* WHAT THE EXERCISE ASKS: The reply to the records below should contain exactly the lines from the line with "I could not reproduce" through the line with "Neither side has", and nothing besides.

*** DATA LISTING Section Begins ***

Issue #1671, opened 2026-08-17
panel_restart_comfyui cannot recover when crash takes panel bridge offline


artokun:
### What happened / root cause
After a CUDA illegal-memory-access crash made ComfyUI endpoints return empty-body HTTP 502, panel_restart_comfyui could not dispatch because the panel bridge was unreachable. This leaves the recovery command dependent on the component that disappears during the crash it is meant to recover from.

### Steps to reproduce
1. Run a workflow that crashes/destabilizes ComfyUI with CUDA illegal memory access.
2. Confirm /system_stats and /internal/logs return 502.
3. Call panel_restart_comfyui.
4. Observe: "This call did NOT dispatch a restart... the panel could not be reached".

### Exact error (scrubbed)
"This call did NOT dispatch a restart... the panel could not be reached to ask for confirmation"

### Fix
applied locally: no
upstream-only: yes
Provide an orchestrator-side restart fallback when the panel bridge is unavailable and the configured local ComfyUI process is known, while preserving busy-queue and confirmation safeguards. At minimum return a direct recovery action that does not require the crashed panel bridge.

### Environment
Windows 11; ComfyUI 0.33.1; frontend 1.48.7; RTX 4090 24GB; torch 2.9.1+cu130; comfyui-mcp 0.51.57; panel 0.13.1.

artokun:
Claimed by grok-swarm 2026-08-19T06:45:17Z — driving this in worktree `/c/Users/Artokun/code/comfyui-mcp/.worktrees/wt-1671` (branch `fix/1671-restart-after-bridge-offline`). I will post the PR here. If this comment is older than 8h with no PR, treat as abandoned and take it.

artokun:
Fix is in https://github.com/artokun/comfyui-mcp/pull/1752

`panel_restart_comfyui` no longer dead-ends when a crash takes the panel bridge offline. If the confirmation card cannot be shown and ComfyUI is not healthy (the reporter's empty-body 502, or ECONNREFUSED), the orchestrator falls back to the headless restart of the configured local process — it does not depend on the dead bridge. An explicit decline, a still-healthy server, a readable busy queue, and an unrelaunchable process still refuse.

Panel #654 / #404 are untouched; this is orchestrator recovery after the bridge is already gone.

Issue #425, opened 2026-07-30
panel_restart_comfyui cannot bridge legacy Manager to newly staged v4 install


artokun:
### What happened / root cause
After staging ComfyUI-Manager v4.2.2 on disk over a running legacy Manager 3.x instance, `panel_restart_comfyui(force:false)` cannot restart because neither the v4 nor legacy reboot endpoint is available in the currently loaded Manager API. The new Manager cannot take effect without restart, creating an upgrade deadlock.

### Steps to reproduce
1. Run ComfyUI 0.29.0 with legacy Manager 3.x loaded.
2. Update the Manager files on disk to official tag 4.2.2.
3. Call `panel_restart_comfyui({force:false})`.
4. The tool tries both endpoints but cannot restart.

### Exact error (scrubbed)
`Could not reach any ComfyUI-Manager reboot endpoint — ComfyUI was NOT restarted. Tried: POST /v2/manager/reboot → HTTP 405; GET /manager/reboot → HTTP 404`

### Fix
Applied locally: no. Upstream-only: yes.
Suggested change: provide a local process-control fallback for local ComfyUI targets after confirming the generation queue is idle, or preserve a compatible legacy reboot endpoint during the v3→v4 migration.

### Environment
Windows 11; ComfyUI 0.29.0; NVIDIA GeForce RTX 5060 Ti 16 GB; CUDA 13.0; torch 2.9.1; Python 3.12; Manager files staged at 4.2.2 while running process still has 3.x; comfyui-mcp 0.48.7; sidebar panel connected.

artokun:
The panel-side ComfyUI-Manager 3.x **legacy dialect** was completed in **panel 0.11.9** (comfyui-mcp-panel #250) — legacy reboot route, legacy self-update on 405, and a legacy list fallback. If this report was against a legacy Manager, please update the panel to 0.11.9 and confirm whether it's resolved. Note: these panel_* tool behaviors are served by the panel, so the fix lands via the panel package. If it persists on 0.11.9, reopen with the panel/mcp versions + the exact error and we'll investigate the orchestrator side.

artokun:
[...]

PR #1997, opened 2026-08-21
fix(1996): a boot slower than the readiness budget no longer forfeits the post-restart reconnect wait

### LINKED ISSUE #1996: panel_restart_comfyui gives up at a 120s default on an install that takes longer to boot — and that also skips the post-restart tab-reconnect wait
Split out of the reconnect half of **artokun/comfyui-mcp-panel#1562**, so it is not left implied. The `panel_refresh_nodes` half of that report is fixed in comfyui-mcp-panel#1566; this half is untouched by it and the two are independent.

## What the reporter saw

`panel_restart_comfyui` on a very large install (200+ packs; `GET /object_info` is 25,104,088 bytes / 20.84 s):

```
rebooting:true  ready:false  confirmed_cycle:false
recovered_ms:127254  probes:603  saw_down:true
"Reboot was dispatched and ComfyUI went down, but it has not become healthy
 within 127s — it may still be starting or the restart failed."
```

ComfyUI **did** come back (health check afterwards: 0.33.0, frontend 1.49.6, queue idle, and `GET /object_info/RIFEInterpolation` returned the freshly installed node). Every `panel_*` call after that failed with `no connected tab … Connected: none`, permanently, until the browser tab was refreshed by hand.

## ESTABLISHED — what the health check was actually polling

`observeRecovery` (`src/orchestrator/panel-tools.ts`) polls `probeComfyEndpoint(healthBase, …)`, i.e. **`GET <healthBase>/system_stats`** with `redirect:"manual"` against the **loopback boot base captured before dispatch** (`captureRebootHealthBase` probes `127.0.0.1`/`[::1]` directly, never through a proxy). It classifies:

* `healthy` — a same-origin 2xx whose body `looksLikeSystemStats`
* `down` — a connection failure whose code is in `PORT_NOT_LISTENING_CODES`, which is **`ECONNREFUSED` only**
* `unknown` — everything else, *including our own request timeout*

and it certifies **only** on a `healthy` sample taken after at least one `down`.

**It did not observe a healthy server and call it unhealthy. It stopped looking.** The readiness budget is `computeRebootTimingFromEnv()`'s `COMFYUI_PANEL_REBOOT_BUDGET_S`, **default 120 s**, measured from ACK COMPLETION — which is the reported `recovered_ms: 127254` (120 s of budget plus the ack window).

The reporter's own numbers confirm the samples: **603 probes over 127.25 s is ~211 ms per iteration**, against `intervalMs` 200 ms and `probeTimeoutMs` 2000 ms. So each probe returned in roughly **11 ms** — a fast connection refusal, not a timeout (a hung probe would have produced ~63 iterations, not 603), and `saw_down:true` confirms at least one `ECONNREFUSED` classification. The port was **genuinely not listening for the entire window**: ComfyUI was still importing 200+ packs, which on this install is the same tree that serializes to 25 MB of `/object_info`.

So the defect is **a budget sized against a workload nobody measured**, one level up from the `panel_refresh_nodes` half of the same report — and the same file already declares a larger value safe:

```
MAX_REBOOT_BUDGET_MS = 240_000;  // settle+budget <= 250s < 300s outer tools/call
```

The default is half of what the code says it may spend.

## ESTABLISHED — the two halves are coupled, and this is the part that hurts

The tab-reconnect wait is **downstream of the readiness verdict**:

```ts
if (!recovery.ready) {
  return ok({ rebooting: true, ready: false, confirmed_cycle: false, … });   // <- returns here
}
// #400/#709 — wait (bounded) for the tab to re-register and rebind this session
const tabBack = ctx.awaitPostRestartReachable ? await ctx.awaitPostRestartReachable(…) : …
```

Because the 120 s budget expired, `awaitPostRestartReachable` **was never entered at all**. A boot slower than the budget therefore loses the reconnect wait as well as the readiness answer — one number denies two things.

`Connected: none` is emitted only when `UiBridge.tabs()` is empty, so the tab was **absent from the routing registry**, not merely mis-routed. `conns` is written only in the `hello` branch (`src/services/ui-bridge.ts`) and deleted on socket close, so recovery requires a fresh `hello`.

## NOT ESTABLISHED — why the socket never re-registered

I could not reproduce this half: it needs a real 200-pack install and a real browser tab, and I had neither. What I can say from source, offered as leads rather than as a diagnosis:

* The panel's #654 repair for exactly this shape (`shouldReadvertiseAfterComfyRestart` → `client.rehello()`, comfyui-mcp-panel `web/js/lib/session-rebind.js`) shipped in panel **v0.15.10** and the reporter is on **0.15.24**, so it was present and did not recover the tab. It is **edge-triggered** on ComfyUI's `reconnected` event and gated on `bridgeConnected === true`; when the bridge is *not* connected the handler falls through to `connectAgent()`, which its own comment says early-returns on an already-OPEN socket.
* Neither side has a **time-based backstop**: nothing re-hellos on a timer, and the orchestrator has no path that notices "a restart was dispatched, the server is back, and no tab has re-registered".

Both are guesses about the trigger. Please do not treat either as the mechanism without reproducing it — the report says the browser tab stayed loaded and only F5 recovered it, and I never watched that happen.

## What a fix would have to be careful about

* Raising `COMFYUI_PANEL_REBOOT_BUDGET_S` costs a **genuinely dead** server's caller more waiting (up to the 240 s ceiling) before it is told so. That is the whole cost, and it is bounded — but it should be stated, not slipped in.
* The refusal itself is **not** the bug. "It has not become healthy within Ns … do NOT assume it is back" is the honest thing to say about a window that ended with the port closed. What is wrong is the window, and the fact that ending it early also skips the reconnect wait.

## Environment (from the original report)

Windows 11 / ComfyUI 0.33.0 / frontend 1.49.6 / RTX 5060 Ti 16 GB / comfyui-mcp 0.52.45 / panel 0.15.24 / Manager 3.x LEGACY / torch 2.13.0+cu130 / Python 3.12.11 / CUDA 13.0

artokun:
Fixes #1996.

Review is **pending** — requested from grok in a comment below. Nothing here has been reviewed by anyone but its author.

## What I took, and what I left

The issue separates what was ESTABLISHED (the budget gives up early; the reconnect wait sits downstream of the readiness verdict) from what was NOT (why the panel socket never re-registered). I took the first and left the second explicitly open — see the last section. I did not turn a lead into a cause.

## 1. The coupling — the half that actually costs the user something

`awaitPostRestartReachable` sat **after** `if (!recovery.ready) return …`, so a boot slower than the budget did not merely lose the readiness answer it honestly could not give. It also forfeited the reconnect wait, which on this path is the **only** thing that calls `ensureReachable()` to heal the session binding onto a returning tab. One number denied two independent questions:

* did **this** ComfyUI instance complete a down→up cycle, and
* is the panel tab routable again.

The wait now runs on both outcomes. The same shape existed on the headless managed-restart path (`const tabBack = recovery.ready ? await … : false`) and is fixed there too.

**Reproduced by execution before anything was written.** `panel-restart-slow-boot-reconnect.test.ts` drives the real handler with a health probe that refuses for the whole window — the reporter's shape scaled from 127 s to 120 ms — and counts the calls into a spied `awaitPostRestartReachable`. On `origin/main` that count is **0**, and `panel_tab_reconnected` is **absent from the reply entirely**.

## 2. The budget: 120 s → 180 s, and why that number

The reporter's own numbers establish that the observer **stopped looking** rather than misread a healthy server: 603 probes over 127.25 s is ~211 ms per iteration against `intervalMs` 200 ms, i.e. ~11 ms per probe — fast connection refusals, not timeouts. A hung probe would have produced ~63 iterations, not 603. The port was closed for the entire window while 200+ packs imported, and the install was healthy when checked afterwards.

So 120 s is **provably too small for that install**. What 180 s is *not* is a guess at its true boot time — nobody measured it, and I could not. It is the largest value the handler's own envelope allows while preserving everything that shares it:

```
180  readiness
 35  tab-reconnect wait (COMFYUI_PANEL_RECONNECT_WAIT_S default)
 30  allowance: confirmation card + reboot ack + post-restart argv read
---
245  ≤ OVERALL_MAX_MS (255 s)
```

**The 240 s the file already called safe is not available**, and that is worth stating because it is the obvious alternative. `MAX_REBOOT_BUDGET_MS = 240_000` carried the comment `settle+budget ≤ 250s < 300s outer` — arithmetic done against the outer `tools/call` limit only. It never counted the reconnect wait that runs *after* readiness inside the same 255 s handler budget. 240 s of readiness leaves 15 s, and the reconnect wait was handed `overallDeadline - Date.now()` directly. The value the file declared safe was **exactly the one that silently zeroed the reconnect wait**.

`MAX_REBOOT_BUDGET_MS` stays 240 s as the env escape hatch for an install slower still — it is now safe to use, because of:

## 3. The reserve

`readinessDeadlineWithReconnectReserve` clamps the readiness deadline to `overallDeadline - reconnectWaitTiming().budgetMs`. Without it, raising the budget would have traded one silent forfeit for another: a slow confirmation card followed by a full readiness window leaves the reconnect wait 0 ms and it returns `false` without waiting for anything. With it, a slow card costs readiness time (recoverable — the caller retries) rather than deleting the reconnect wait (not recoverable in that call). The reserve reads `reconnectWaitTiming()`, not a hard-coded 35 000, so raising `COMFYUI_PANEL_RECONNECT_WAIT_S` reserves more.

No regression in realistic cases: with a 90 s confirmation card (the `RESTART_CONFIRM_TIMEOUT_MS` ceiling) readiness still gets 130 s, more than today's 120 s.

## 4. What this deliberately does NOT do: turn a refusal into a success

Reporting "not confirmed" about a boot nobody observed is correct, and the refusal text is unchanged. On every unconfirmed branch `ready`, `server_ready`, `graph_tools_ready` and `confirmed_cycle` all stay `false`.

*** DATA LISTING Section Ends ***

* RESPONSE BELOW:
I could not reproduce this half: it needs a real 200-pack install and a real browser tab, and I had neither. What I can say from source, offered as leads rather than as a diagnosis:

* The panel's #654 repair for exactly this shape (`shouldReadvertiseAfterComfyRestart` → `client.rehello()`, comfyui-mcp-panel `web/js/lib/session-rebind.js`) shipped in panel **v0.15.10** and the reporter is on **0.15.24**, so it was present and did not recover the tab. It is **edge-triggered** on ComfyUI's `reconnected` event and gated on `bridgeConnected === true`; when the bridge is *not* connected the handler falls through to `connectAgent()`, which its own comment says early-returns on an already-OPEN socket.
* Neither side has a **time-based backstop**: nothing re-hellos on a timer, and the orchestrator has no path that notices "a restart was dispatched, the server is back, and no tab has re-registered".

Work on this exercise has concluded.